> _What needs to be done_:
Word for word, reproduce the data that follows.

-------- Entries provided

PR #992, opened 2018-12-16
Added egglayer property

Ettanin1987:
* Purpose: Implement proper detection for egg-laying race.
Added an egg-layer property to the races definition and adjusted the egg birth scene at Lilaya's home to consider egg-layer property than just harpy only.
* No graphical assets required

----------------

> _Problem solution_:
PR #992, opened 2018-12-16
Added egglayer property

Ettanin1987:
* Purpose: Implement proper detection for egg-laying race.
Added an egg-layer property to the races definition and adjusted the egg birth scene at Lilaya's home to consider egg-layer property than just harpy only.
* No graphical assets required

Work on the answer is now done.